UOB Kay Hian analyst Foo Zhiwei said low contract wins would "continue to be the case for the next few years at least because of shale . . . Future offshore development is taking a back seat for a while.
"The oil majors have in their Q1 and Q2 results continually emphasised how they will stick to short-cycle projects and unconventional sources for future production," Mr Foo noted.
"Offshore and deepwater projects tend to be mid to long-cycle projects. And shale isn't just the United States . . . you see it popping up in the United Kingdom; China is exploring ways to exploit it; Chevron has shale operations in Argentina. It would seem with this much abundance of lower-cost, faster-cycle land resources, the world's need for offshore development is diminished for the next few years."
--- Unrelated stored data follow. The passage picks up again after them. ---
PR #3406, opened 2015-07-30
Update cdap-java-spark-archetype

rohitsinha54:
This is just a copy and paste from our SparkKMeansExample. 
- Bumped up the spark core version to cdap dependency version (which is currently 1.3.1)
- Tested creation of project from archetype
- Tested project build and unit tests
- Tested being able to open in IDE

### DIFF
--- a/cdap-archetypes/cdap-spark-java-archetype/src/main/resources/archetype-resources/src/main/java/SparkPageRankApp.java
+++ b/cdap-archetypes/cdap-spark-java-archetype/src/main/resources/archetype-resources/src/main/java/SparkPageRankApp.java
@@ -138,7 +138,7 @@ public class SparkPageRankApp extends AbstractApplication {
 
     @Path(RANKS_SERVICE_PATH)
     @POST
-    public void getRank(HttpServiceRequest request, HttpServiceResponder responder) {
+    public void retrieveRank(HttpServiceRequest request, HttpServiceResponder responder) {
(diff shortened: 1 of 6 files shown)


cdap-archetypes/cdap-spark-java-archetype/src/main/resources/archetype-resources/src/main/java/SparkPageRankApp.java
```diff
@@ -93,15 +127,27 @@ public SparkSpecification configure() {
...
+    public static final String RANKS_SERVICE_PATH = "rank";
+
     @UseDataSet("ranks")
     private ObjectStore<Integer> ranks;
 
-    @Path("rank")
-    @GET
-    public void getRank(HttpServiceRequest request, HttpServiceResponder responder, @QueryParam("url") String url) {
+    @Path(RANKS_SERVICE_PATH)
+    @POST
```
sreevatsanraman: why is getRank a POST call?

rohitsinha54: We need to use POST call as the query string being sent has / and : which can't be sent through path params and the UI does not support query parameters. 
I renamed the method and removed get from it for some clarity.

sreevatsanraman:
LGTM :+1:

rohitsinha54:
Doing one final testing to create from archetype before merge.

PR #3409, opened 2015-07-30
(CDAP-3145) Fix a bug in ResourceCoordinator.

chtyim:
- Instead of using the old set of discoverables in performAssignment, always use the live ServiceDiscovered to get the latest sets of discoverables
- This fixes the case where the coordinator needs to fetch the old assignment while the set is empty, followed by an update in the set of discoverables to become non-empty.


chtyim:
Targeted wrong branch. Closing.

PR #3614, opened 2015-08-14
CDAP-3413: Remove guava dependencies in Schema

jwang47:
https://issues.cask.co/browse/CDAP-3413
http://builds.cask.co/browse/CDAP-DUT2537

Not completely necessary for 3.2 since we're going to have a copy of guava in CDAP code, but this will be needed eventually.

### DIFF
--- a/cdap-api/src/main/java/co/cask/cdap/api/data/schema/Schema.java
+++ b/cdap-api/src/main/java/co/cask/cdap/api/data/schema/Schema.java
@@ -17,24 +17,9 @@
 package co.cask.cdap.api.data.schema;
 
 import co.cask.cdap.api.annotation.Beta;
-import co.cask.cdap.internal.io.SQLSchemaParser;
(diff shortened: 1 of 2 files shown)


cdap-api/src/main/java/co/cask/cdap/api/data/schema/Schema.java
```diff
@@ -123,228 +108,10 @@ public String toString() {
...
   }
 
-  /**
-   * Parse the given JSON representation, as returned by {@link #toString()} into a Schema object.
-   *
-   * @param schemaJson the json representation of the schema
-   * @return the json representation parsed into a schema object
-   * @throws IOException if there was an exception parsing the schema
-   */
-  public static Schema parseJson(String schemaJson) throws IOException {
```
bdmogal: these are all incompatible changes in API. Need to deprecate for 2 releases.

PR #3616, opened 2015-08-14
CDAP-3405 fix cube adapter json config - add transform to add a count…

gokulavasan:
… field and also update the cubeServiceApp version


sreevatsanraman:
LGTM

PR #3617, opened 2015-08-14
[CDAP-3408] Fixed Hive/Explore version detection logic for CDH 5.[2,3].

bdmogal:
Without this fix, Explore was using Hive14ExploreService for CDH 5.[2,3], which uses Hive 0.13, thus causing NoSuchMethodErrors due to incompatibilities.

Cherry picking #3608 for develop


jwang47:
LGTM

PR #3620, opened 2015-08-15
CDAP-3388: Create cdap-spi with interfaces that abstract StreamEventRecordFormat and related classes

jwang47:
https://issues.cask.co/browse/CDAP-3388
http://builds.cask.co/browse/CDAP-DUT2534


cdap-spi/pom.xml
```diff
@@ -0,0 +1,45 @@
...
+      <artifactId>cdap-core</artifactId>
+      <version>${project.version}</version>
+    </dependency>
+    <dependency>
+      <groupId>com.google.code.findbugs</groupId>
+      <artifactId>jsr305</artifactId>
+    </dependency>
+  </dependencies>
+
+</project>
```
anwar6953: add newline

chtyim:
Better call the new module `cdap-api-common` because core module usually refers to the implementation. Rest LGTM.

PR #3622, opened 2015-08-15
(Cdap-20) Incremental effort to remove guava from api

chtyim:
There are three changes:

1. Replace usage of TypeToken to Type in FieldAccessor.
2. Change Reflections.visit to take Type instead of TypeToken
3. Remove usage of Guava Joiner and Splitter in cdap-api

### DIFF
--- a/cdap-api/src/main/java/co/cask/cdap/api/common/RuntimeArguments.java
+++ b/cdap-api/src/main/java/co/cask/cdap/api/common/RuntimeArguments.java
@@ -16,8 +16,6 @@
 
 package co.cask.cdap.api.common;
 
-import com.google.common.base.Splitter;
-
 import java.util.Collections;
 import java.util.HashMap;
 import java.util.Map;
@@ -42,7 +40,11 @@ public final class RuntimeArguments {
   public static Map<String, String> fromPosixArray(String[] args) {
     Map<String, String> kvMap = new HashMap<>();
     for (String arg : args) {
-      kvMap.putAll(Splitter.on("--").omitEmptyStrings().trimResults().withKeyValueSeparator("=").split(arg));
+      int idx = arg.indexOf('=');
+      int keyOff = arg.startsWith("--") ? "--".length() : 0;
+      String key = idx < 0 ? arg.substring(keyOff) : arg.substring(keyOff, idx);
+      String value = idx < 0 ? "" : arg.substring(idx + 1);
+      kvMap.put(key, value);
     }
     return kvMap;
   }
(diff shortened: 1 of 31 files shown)


cdap-api/src/main/java/co/cask/cdap/api/common/RuntimeArguments.java
```diff
@@ -42,7 +40,11 @@ private RuntimeArguments() {
   public static Map<String, String> fromPosixArray(String[] args) {
     Map<String, String> kvMap = new HashMap<>();
     for (String arg : args) {
-      kvMap.putAll(Splitter.on("--").omitEmptyStrings().trimResults().withKeyValueSeparator("=").split(arg));
+      int idx = arg.indexOf('=');
+      int keyOff = arg.startsWith("--") ? "--".length() : 0;
+      String key = idx < 0 ? arg.substring(keyOff) : arg.substring(keyOff, idx);
+      String value = idx < 0 ? "" : arg.substring(idx + 1);
```
gokulavasan: what if we have arg = "--validKey=" then arg.substring(idx+1) will be out of bounds

chtyim: Good catch.

cdap-common/src/main/java/co/cask/cdap/internal/io/FieldAccessorGenerator.java
```diff
@@ -126,8 +126,9 @@ private void initializeReflectionField(GeneratorAdapter mg, Field field) {
     mg.visitTryCatchBlock(beginTry, endTry, catchHandle, Type.getInternalName(Exception.class));
     mg.mark(beginTry);
 
-    // Field field = findField(classType, "fieldName")
+    // Field field = Fields.findField(classType, "fieldName")
```
gokulavasan: Fields.findField(TypeToken.of(classType), "fieldName") ?

gokulavasan:

cdap-api/src/main/java/co/cask/cdap/api/common/RuntimeArguments.java
chtyim: Actually it won't. The substring requires the begin index > 0 and <= string.length.

gokulavasan: Ah I see. Ok.

cdap-common/src/main/java/co/cask/cdap/internal/io/FieldAccessorGenerator.java
chtyim: Fixed.

gokulavasan:
LGTM :+1:

chtyim:
Build passed: http://builds.cask.co/browse/CDAP-DUT2451-6

PR #3623, opened 2015-08-16
(CDAP-20) Remove almost all guava usages from cdap-api

chtyim:
- Almost all usages are remove except the following:
  - TypeToken
  - BiMap and related implementation
  - Multimap and related implementation

- For TypeToken usages, it's all internal now (meaning not leaking through any interfaces), hence we can just copy the TypeToken (and related classes) into cdap-api
- For BiMap usages, we can replace it with two maps or copy it from guava as well
- For Multimap, it is problematic since it is leaked as part of public API through HttpServiceRequest/Responder. We can do deprecation, however it means we cannot remove guava dependency until two versions later, which we needed for the Cassandra usage case now.

### DIFF
--- a/cdap-api/src/main/java/co/cask/cdap/api/data/schema/Schema.java
+++ b/cdap-api/src/main/java/co/cask/cdap/api/data/schema/Schema.java
@@ -19,24 +19,24 @@ package co.cask.cdap.api.data.schema;
 import co.cask.cdap.api.annotation.Beta;
 import co.cask.cdap.internal.io.SQLSchemaParser;
 import co.cask.cdap.internal.io.SchemaTypeAdapter;
-import com.google.common.base.Preconditions;
-import com.google.common.base.Throwables;
 import com.google.common.collect.BiMap;
 import com.google.common.collect.HashMultimap;
 import com.google.common.collect.ImmutableBiMap;
-import com.google.common.collect.ImmutableList;
-import com.google.common.collect.ImmutableMap;
-import com.google.common.collect.ImmutableSet;
-import com.google.common.collect.Iterables;
-import com.google.common.collect.Maps;
 import com.google.common.collect.Multimap;
-import com.google.common.io.CharStreams;
 import com.google.gson.stream.JsonWriter;
 
 import java.io.IOException;
 import java.io.Reader;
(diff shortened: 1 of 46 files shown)


cdap-api/src/main/java/co/cask/cdap/api/data/schema/Schema.java
```diff
@@ -775,15 +839,14 @@ private String buildString() {
...
-    try {
-      SCHEMA_TYPE_ADAPTER.write(writer, this);
-      writer.close();
-      return builder.toString();
+
+    StringWriter writer = new StringWriter();
+    try (JsonWriter jsonWriter = new JsonWriter(writer)) {
+      SCHEMA_TYPE_ADAPTER.write(jsonWriter, this);
     } catch (IOException e) {
       // It should never throw IOException on the StringBuilder Writer, if it does, something very wrong.
```
gokulavasan: comment update: StringWriter instead of StringBuilderWriter

cdap-api/src/main/java/co/cask/cdap/api/dataset/lib/KeyValueTable.java
```diff
@@ -226,7 +225,9 @@ public void write(KeyValue<byte[], byte[]> keyValue) throws IOException {
       private boolean closed = false;
       @Override
       protected KeyValue<byte[], byte[]> computeNext() {
-        Preconditions.checkState(!closed);
+        if (closed) {
```
gokulavasan: Why the change in logic?

chtyim: The old logic is not good. Should always use the endOfData to signal end of data instead of throwing illegal state exception.

gokulavasan:
LGTM :+1:

cdap-api/src/main/java/co/cask/cdap/api/data/schema/Schema.java
chtyim: fixed

chtyim:
Build passed: http://builds.cask.co/browse/CDAP-DUT2451-7

PR #3625, opened 2015-08-17
CDAP-3437 need the quotes to force string comparison

duddun:
When doing if [ A == B ] string variable comparisons in bash, safest thing is to force both sides to be string.

This will be ported back to 3.1, 3.0 and 2.8 as well.


wolf31o2:
This looks fine. Reference this PR when you make the others. :smile:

Analysts said both Keppel and SembMarine may need to continue cutting jobs as well but that, on the bright side, the earnings slide may be close to bottoming out. They added that, of the two, Keppel appears to have better prospects.
Mr Foo pointed out that Singapore has no national oil company nor oil assets to "help our local yards with orders", and that other national oil companies would likely "rather support their homegrown companies than give the job abroad, if they can".
"So, unfortunately for both yards, they will have to readjust to this new order. And will Q4 and onwards be worse? I think very much so for both, though I must say we are near the bottom for earnings now."
Mr Ng also thinks Keppel and SembMarine are "already trading at trough valuations, and downside may be limited from here onwards".
"We believe that Keppel has better prospects amid the downturn compared to Sembcorp Marine due to its more diversified revenue base," he said. "Keppel's property business contributed 70 per cent of its profit in its latest results and it still managed to generate respectable profit margins while Sembcorp Marine reported losses in its latest results. In addition, Keppel Corp has a relatively better profile of customers in terms of their financial strength."
NRA Capital research head Liu Jinshu also said he "would favour Keppel over SembMarine", adding that "larger companies such as Keppel may contain value owing to their stronger balance sheets".
Conversely, he added, "the smaller companies may require more research before one buys in".
Keppel shares have dropped 18.74 per cent and SembMarine shares have fallen 26.86 per cent year-to-date. Keppel rose a cent to S$5.29 last Friday while SembMarine shed a cent to finish at S$1.28.